To examine (1) the inter-relationships between socio-economic status (SES), physical activity, three different domains of sitting time (weekday, weekend day and leisure-time sitting), and being overweight or obese (body mass index25 kg/m2); and (2) the potential mediation effects of sitting time in the relationship between socio-economic factors and being overweight or obese in working Australian adults.

Design:

Observational epidemiological study.

Subjects:

One thousand forty eight working adults.
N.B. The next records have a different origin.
Issue #2076, opened 2022-09-26
(code) GetLatestVersion doesn't work in CLI


yevgenypats:
Follow-up on this PR where I commented the test, https://github.com/cloudquery/cloudquery/pull/2074/files 

Seems get latest CLI version stopped working. worth adding this back.

hermanschaaf:
This isn't working because the version file is currently return an empty version:

```
$ curl https://versions.cloudquery.io/v2/cli.json
{ "latest": "" }
```

And it looks like it's deliberate while we're in pre-release: https://github.com/cloudquery/cloudquery/blob/main/.github/workflows/release_cli.yml#L70-L72

I'm trying to understand whether it would be okay to update that file right now, and what the effects will be 🤔

erezrokah:
Yes the version files only get updated for official releases.

But I think it's ok to update those manually since v0 uses `v1` versions site and `v1` (pre-release) uses `v2` versions site.
I created the `v2` versions site per https://github.com/cloudquery/cloudquery/pull/1957 as to not breaking existing versions on the CLi.

TLDR: If we change the versions in `v2` nothing should breaking as the only consumer is the v1 pre-release

erezrokah:
BTW for the new destination plugins, as those were officially releases, the versions are there:
https://github.com/cloudquery/cloudquery/blob/f1a1caa1ac89e38cfb289e15bddf60a4d7710234/sites/versions/v2/destination-postgresql.json#L1
https://github.com/cloudquery/cloudquery/blob/f1a1caa1ac89e38cfb289e15bddf60a4d7710234/sites/versions/v2/destination-postgresql.json#L1

erezrokah:
And if this PR was mostly for the CLI, I think the only consumer of the CLI JSON file is our GitHub action:
https://github.com/cloudquery/setup-cloudquery/blob/1c8abd16eb48f102853bbd8863f84cf2750a60a9/src/main.ts#L16

yevgenypats:
I think this is solved now.

PR #2094, opened 2022-09-27
chore: Update cli latest v2 version to pre-release

hermanschaaf:
This updates `sites/versions/v2/cli.json` to `cli-v1.1.0-pre.1`, which is a pre-release. Normally we wouldn't use pre-releases here, but having this would be better than having an empty string as we can then test the flow of end-to-end (related: https://github.com/cloudquery/cloudquery/issues/2076). It will be updated automatically as soon as we do a real v1 release.

### DIFF
--- a/sites/versions/v2/cli.json
+++ b/sites/versions/v2/cli.json
@@ -1,1 +1,1 @@
-{ "latest": "" }
+{ "latest": "cli-v1.1.0-pre.1" }


yevgenypats (approved):

erezrokah:
Can you explain where we consume this version? I thought the only consumer is the GitHub action

hermanschaaf:
@erezrokah it is used by this code to detect the latest available CLI version: https://github.com/cloudquery/cloudquery/blob/main/cli/internal/plugins/versions.go#L36-L48

AFAIK currently we are not using it in the new CLI, but at some point soon we will be using it to detect whether a new version is available.

erezrokah:
> @erezrokah it is used by this code to detect the latest available CLI version: https://github.com/cloudquery/cloudquery/blob/main/cli/internal/plugins/versions.go#L36-L48

That code is only used in a commented out test I think
https://github.com/cloudquery/cloudquery/search?q=GetLatestCLIRelease

hermanschaaf:
@erezrokah Yes, the test is fixed in this PR: https://github.com/cloudquery/cloudquery/pull/2097

And yeah, we're not using this function right now, but it will be used to check for new versions and then display a message on the CLI if a new version available.

erezrokah:
> And yeah, we're not using this function right now, but it will be used to check for new versions and then display a message on the CLI if a new version available.

Ah makes sense, thanks for clarifying

PR #2097, opened 2022-09-27
fix: Version fetching code and test

hermanschaaf:
This re-instates the test for `GetLatestCLIRelease` and ensures it also works on pre-release versions.


cli/internal/plugins/versions_test.go
```diff
@@ -28,13 +28,31 @@ func TestGetLatestCommunityPluginRelease(t *testing.T) {
 	}
 }
 
-// func TestGetLatestCLIRelease(t *testing.T) {
-// 	version, err := GetLatestCLIRelease(context.Background())
-// 	if err != nil {
-// 		t.Fatalf("error calling GetLatestCLIRelease: %v", err)
-// 	}
+func TestGetLatestCLIRelease(t *testing.T) {
```
hermanschaaf, line 31: The full integration test is still there, to make sure things work end-to-end.

erezrokah (approved):
Great catch 🚀

cli/internal/plugins/versions.go
```diff
@@ -61,11 +63,14 @@ func getLatestCQPluginRelease(ctx context.Context, name string, typ PluginType)
...
 }
 
-// extractVersionFromTag takes a tag of the form "plugins-source-test-v0.1.21" and returns
-// the version, i.e. "v0.1.21"
+// extractVersionFromTag takes a tag of the form "plugins-source-test-v0.1.21" or "cli-v1.1.0-pre.1" and returns
+// the version, i.e. "v0.1.21" or "v1.1.0-pre.1"
 func extractVersionFromTag(tag string) string {
-	parts := strings.Split(tag, "-")
-	return parts[len(parts)-1]
+	m := reVersionFromTag.FindStringSubmatch(tag)
```
yevgenypats, line 69: isn't our versioning and tags are predictable and according to configured format in goreleaser? why do we need a regex? it's usually much harder to understand, debug, slower and so on...

yevgenypats (changes requested):
Looks good. one comment: can we avoid the regex ?

cli/internal/plugins/versions.go
hermanschaaf: @yevgenypats I'm not sure how we would do this reliably without a regex. Or I can think of a solution, but it's not going to be better IMO. We don't know how many dashes there are in the part before the version starts, so we'd have to do something like this (pseudocode):

```
parts = split(tag, "-")
if len(parts) > 1 and parts[-1] matches v{}.{}.{}:
   return parts[-1]
if len(parts) > 2 and parts[-2] matches v{}.{}.{}:
   return parts[-2] + "-" + parts[-1]
return ""
```

We'd still need a regex for the `matches v{}.{}.{}` part there--`hasPrefix("v")` wouldn't cut it as you could have a plugin name that starts with a `v`.

hermanschaaf: @yevgenypats refactored in https://github.com/cloudquery/cloudquery/pull/2097/commits/7ba878310946745c0069356bca862270b62bbe3c, thanks for the suggestion 👍

cli/internal/plugins/versions.go
```diff
@@ -58,14 +62,11 @@ func getLatestCQPluginRelease(ctx context.Context, name string, typ PluginType)
...
-	return extractVersionFromTag(mr.Latest), nil
+	return extractPluginVersionFromTag(mr.Latest, name, typ), nil
 }
 
-// extractVersionFromTag takes a tag of the form "plugins-source-test-v0.1.21" and returns
-// the version, i.e. "v0.1.21"
-func extractVersionFromTag(tag string) string {
-	parts := strings.Split(tag, "-")
-	return parts[len(parts)-1]
+func extractPluginVersionFromTag(tag, name string, typ PluginType) string {
```
yevgenypats, line 68: I don't really think this function is needed and we can inline that but just nit.

yevgenypats (approved):

PR #2035, opened 2022-09-23
feat!: Migrate k8s plugin to v2

shimonp21:
#### Summary

What is left to do for the plugin:
- policies.
- initial config (and test cloudquery generate).
---

Use the following steps to ensure your PR is ready to be reviewed

- [ ] Read the [contribution guidelines](../blob/main/CONTRIBUTING.md) 🧑‍🎓
- [ ] Test locally on your own infrastructure
- [ ] Run `go fmt` to format your code 🖊
- [ ] Lint your changes via `golangci-lint run` 🚨 (install golangci-lint [here](https://golangci-lint.run/usage/install/#local-installation)) 
- [ ] Update or add tests 🧪
- [ ] Ensure the status checks below are successful ✅

PR #2107, opened 2022-09-28
chore(ci): Fix workflow that checks docs are up-to-date for v1

hermanschaaf:


erezrokah (approved):

hermanschaaf:
I've proven that it works now, since some plugins are failing the test :joy: I'll update their docs and check that they pass before merging this.

hermanschaaf:
k8s is failing because it still has an open PR to move it to v1: https://github.com/cloudquery/cloudquery/pull/2035 It should be fixed in that PR, and because we only run the check if files changed in that directory, I don't think it'll cause issues for most other PRs right now.

PR #2111, opened 2022-09-28
chore: Git ignore yaml files inside CLI dir

erezrokah:
#### Summary

Might be a bit too much so open for suggestions. I find myself trying to be super careful not to commit my configuration test files

### DIFF
--- a/.gitignore
+++ b/.gitignore
@@ -25,5 +25,6 @@ go.work
 go.work.sum
 cli/examples
 cli/cli
+cli/*.yml
 plugins/source/aws/aws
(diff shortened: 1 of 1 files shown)


yevgenypats (changes requested):
maybe just use `examples` ? we do have `yml` files in testdata directory ? 

Anyway we shouldn't have any creds there so shouldn't be a big deal even if commited.

erezrokah:
> maybe just use `examples` ? we do have `yml` files in testdata directory ?

Ah, I missed examples, that works 👍

PR #2074, opened 2022-09-26
feat: Move to standalone postgresql plugin

yevgenypats:
This PR got messed up in conflicts https://github.com/cloudquery/cloudquery/pull/2043

PR #2112, opened 2022-09-28
chore: Merge Build,Lint and Unit Tests workflows

erezrokah:
#### Summary

Per our internal discussion to reduce the number of status checks per PR


.github/workflows/test_unit.yml
```diff
@@ -19,13 +19,28 @@ jobs:
...
-  test_unit:
-    name: Unit Tests
+  test:
+    name: Test
     needs: resolve-modules
     strategy:
       matrix: ${{ fromJson(needs.resolve-modules.outputs.matrix) }}
       fail-fast: false
     runs-on: ubuntu-latest
+    services:
```
erezrokah, line 29: This was removed in https://github.com/cloudquery/cloudquery/pull/2074.

I suggest we keep it here at least until we ensure all CI passes without it

hermanschaaf (approved):

yevgenypats (changes requested):
Let's hold off with that a bit. I would like to try a backward solution that I'll share today/tomorrow where there is one check that is the required check and it waits for the checks to pass based on the same logic that we already have via changed files.

erezrokah:
@yevgenypats maybe merge this so at least we have a passing CI :) We can always do another PR with your change

erezrokah:
Closing for https://github.com/cloudquery/cloudquery/pull/2093

PR #2119, opened 2022-09-28
chore(gcp): Regenerate GCP with new timestamp resolver

candiduslynx:


yevgenypats (approved):
Looks ok. Does make sense to use the new caser functionality ?

PR #2122, opened 2022-09-28
chore(ci): Fix dest plugin CI

erezrokah:
#### Summary

Extracted from https://github.com/cloudquery/cloudquery/pull/2112.
Our CI is currently failing since the dest plugin needs a Postgres DB.
Until we find a better way to include it only for specific plugins I suggest we at least keep our CI passing


yevgenypats (changes requested):
Let's discuss/consider this tomorrow - https://github.com/cloudquery/cloudquery/pull/2093

erezrokah:
Closing in favor of https://github.com/cloudquery/cloudquery/pull/2093

PR #2131, opened 2022-09-29
chore(aws): Contributing guide update

yevgenypats:
#### Summary

I just moved things around but we need to improve our contribution guide as number of people already asked for it recently. with the latest here - https://github.com/cloudquery/cloudquery/discussions/2092


erezrokah (approved):
Approved as it just moves things around, but we're still referencing `provider` in this doc

hermanschaaf (approved):
Moving things around, let's follow up with another for changes so it's easier to review

PR #2132, opened 2022-09-29
fix(gcp): Re-add missing field in crypto_keys (rotation_period)

### LINKED ISSUE #1995: Bug(v2): gcp_kms_crypto_keys.rotation_period column missing
Required in policies.

disq:
Closes #1995 

Had to use the old KMS api to make it work.


erezrokah (approved):

yevgenypats:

Using a multistage sampling design on neighbourhood SES, participants were from high and low SES neighbourhoods of an Australian capital city.

Measurements:

Neighbourhood SES was assessed using census data; individual SES was based on self-reported educational attainment and household income. There were three sitting time variables: sitting time on weekdays, weekend days and in leisure time. Overweight and obesity were determined using self-reported body weight and height.

Results:

Gender, age, neighbourhood SES, education, working hours and physical activity were independently associated with weekday, weekend day and leisure-related sitting time. With the exception of education and working hours, these variables were also independently associated with being overweight or obese. Leisure-time sitting was found to be a mediator in the relationships between gender, education and being overweight or obese.

Conclusion:

Strategies to promote less sitting in leisure time are required to combat overweight and obesity in Australian adults, especially among those from low SES neighbourhoods, and among those with high levels of education and income who work long hours.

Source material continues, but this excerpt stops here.